Si le neuvième long-métrage des Larrieu est une belle réussite, c’est aussi parce que les frères ont peaufiné de superbes personnages. Autour de Jim, ils sont quatre. Florence est une mère qui fait des choix de vie atypiques qu’elle défend avec aplomb. L’excellente Laetitia Dosch fait une composition complexe, suscitant à la fois l’empathie et le rejet avec une femme « dure », peut-être calculatrice, capable de dire au brave Aymeric qu’il faut faire une place à un autre. L’autre, c’est Christophe incarné tout en retenue et fragilité par Bertrand Belin, déjà vu dans Tralala, et qui signe aussi, ici, en conjointement avec Shane Copin, une bonne musique originale.
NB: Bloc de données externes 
PR #404, opened 2024-06-14
Remove documentation referring to Anaconda Cloud 

bkentropy:
Remove documentation referring to Anaconda Cloud (anaconda.org) because it will no longer supported. I'd like to remove the code too. But there's two good reasons not to quite yet.
1. We have some further dispensing of information alerting users that `anaconda-project` will no longer be able to upload or download to anaconda.org.
2. The tests and deployment in the repo needs some love. The package can't build in CI, and locally I had to pin versions of `python` and `anaconda-client` to get tests to pass. Hopefully we can address this soon.


docs/source/getting-started.rst
```diff
@@ -100,36 +100,6 @@ Run your project
...
-To share this project with a colleague:
-
-#. Archive the project::
-
-     $ anaconda-project archive interactive.zip
-
-#. Send the archive file to your colleague.
-
-You can also share a project by uploading it to Anaconda Cloud.
-For more information, see :doc:`user-guide/tasks/share-project`.
```
AlbertDeFusco, line 115: Actually, this is the only portion that needs to be removed. Creating a zip and sharing by means other than anaconda.org should still be documented.

AlbertDeFusco (dismissed):

docs/source/getting-started.rst
bkentropy: Good point, will fix 👍

mcg1969 (approved):

PR #427, opened 2026-05-13
fix(export-pixi): translate env vars and unify unix/windows commands

mcg1969:
## Summary

* `pixi run <task>` was failing on exported `pixi.toml` files because anaconda-project command strings carry references like `${PROJECT_DIR}`, `%PROJECT_DIR%`, and explicit `${CONDA_PREFIX}/bin/...` paths that pixi can't resolve.
* This PR rewrites command strings during export so they execute correctly under pixi's deno_task_shell on every platform.

## What changed

Three normalization passes run on every command line emitted to the `[tasks]` / `[feature.*.tasks.*]` sections:

* **Env-var translation** (`_translate_command_env_vars`): `${VAR}`/`$VAR`/`%VAR%` references are normalized to the deno_task_shell `${VAR}` form. Well-known anaconda-project vars are mapped to their pixi equivalents:
    * `PROJECT_DIR` → `PIXI_PROJECT_ROOT`
    * `CONDA_ENV_PATH` → `CONDA_PREFIX`
    * `CONDA_PREFIX`, `CONDA_DEFAULT_ENV`, `PATH` pass through (pixi sets all three).
    * Vars declared by the project itself (`variables:`, `downloads:`, `services:`) pass through unchanged.
    * Unknown references are flagged in a `# unresolved env var(s): ...` comment.
* **Windows command normalization** (`_windows_to_deno_shell`): backslashes inside path-shaped tokens are swapped to forward slashes. When both `unix:` and `windows:` variants exist, they're compared after translation; matching forms collapse to a single task, and any remaining divergence is flagged in a comment. Windows-only commands now translate and emit instead of being dropped or emitted as raw cmd.exe syntax.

Mais, comme il l’a raconté en venant présenter en avant-première le film à Mulhouse, c’est Karim Leklou qui a insisté auprès des réalisateurs, pour que La ballade de Jim, la chanson d’Alain Souchon, figure dans le film. Et puis il y a la lumineuse Olivia qui apporte un vent frais dans le quotidien d’Aymeric qui avoue, pudiquement, que, oui, il y avait une autre vie avant. Sara Giraudeau apporte à Olivia une force incroyable et une grâce magnifique.
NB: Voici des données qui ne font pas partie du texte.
PR #429, opened 2026-05-13
feat(export-pixi): channel defaults; project_info notebook + env_specs fixes

mcg1969:
## Summary

Stacked on #428. Three commits:

1. **Channel defaults expansion** (described below).
2. **Notebook-detection narrowing in project_info**: `_infer_notebook` previously flagged any command with a `.ipynb` token as a notebook, which mis-classified `panel serve foo.ipynb` and `voila foo.ipynb` as notebooks. Now only commands that explicitly launch Jupyter (`jupyter notebook|lab`) are classified that way — matching what anaconda-project's `notebook:` shorthand expands to. Other tools that consume an `.ipynb` are still picked up as HTTP services.
3. **Two env_specs fixes for pixi projects** in `publication_info`:
   * Envs declared with `no-default-feature = true` previously inherited the top-level `[dependencies]`. They now correctly start from an empty package list and only collect packages from the features they list. Surfaced by `workbench-sample-projects/projects/attractors/pixi.toml`, which has `testenv = { features = ["testenv"], no-default-feature = true }`.
   * Pixi always materializes a `default` env even when `[environments]` declares only other envs. `publication_info` now surfaces `default` unconditionally and honors a user-declared `default = { features = [...], ... }` instead of silently overwriting it with the top-level dependencies.

## Channel defaults expansion

* Pixi has no `defaults` meta-channel and no equivalent of conda's `default_channels` config.
* The previous exporter either passed `defaults` through verbatim (later breaking at install time) or hard-coded `"conda-forge"` when the yml declared no channels at all, ignoring the user's actual conda configuration.
* This PR resolves `defaults` by shelling out to `conda config --show default_channels` and substituting the result.

## Behavior

* **No channels in the yml** → populate from `conda config --show default_channels` (typically `https://repo.anaconda.com/pkgs/main` and `.../pkgs/r`, but enterprise users with custom `.condarc` get their own mirror URLs).
* **`defaults` mixed with other channels** → expand only that entry; preserve the rest in source order. Dedup so an explicit channel isn't re-added by the expansion.
* **No `defaults` reference at all** → no conda invocation; channels pass through.

## Why not `--json`?

`conda config --show --json` renders URL fields as nested urlparse dicts (`{"scheme": "https", "netloc": "...", ...}`) instead of the original strings. The plain text output is `key:` followed by `  - <value>` list entries — easy to parse and stable.

## Hard-error path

Pour la bonne bouche, on a gardé Karim Leklou qui trouve, avec ce rare, au cinéma, garçon gentil (mais pas benêt) qu’est Aymeric, l’un des plus beaux rôles d’une carrière dans laquelle on avait remarqué Coup de chaud (2015), BAC Nord (2020), Goutte d’or (2022), Pour la France (2022) ou Vincent doit mourir (2023). Choisi tardivement par les Larrieu, le comédien de 42 ans, s’empare avec une impressionnante justesse d’un personnage tout en délicatesse, en tendresse et en résilience, qui évolue de manière imperceptible, prend des coups sentimentaux avec une capacité incroyable à encaisser. Quel plus bel hommage pouvait rendre les Larrieu à Karim Leklou en disant : « Physiquement, Karim amène un imaginaire expressionniste, proche du cinéma muet. Pour nous, c’est Peter Lorre chez Murnau. » Il faut voir le regard d’Aymeric chavirer lorsqu’il entend, au téléphone, le petit Jim dire : « C’est toi, mon vrai papa ! »
LE ROMAN DE JIM Comédie dramatique (France – 1h41) d’Arnaud et Jean-Marie Larrieu avec Karim Leklou, Laetitia Dosch, Sara Giraudeau, Bertrand Belin, Noée Abita, Andranic Manet, Eol Personne, Mireille Herbestmeter, Suzanne de Baecque, Sabrina Seyvecou, Robinson Stévenin. Dans les salles le 14 août.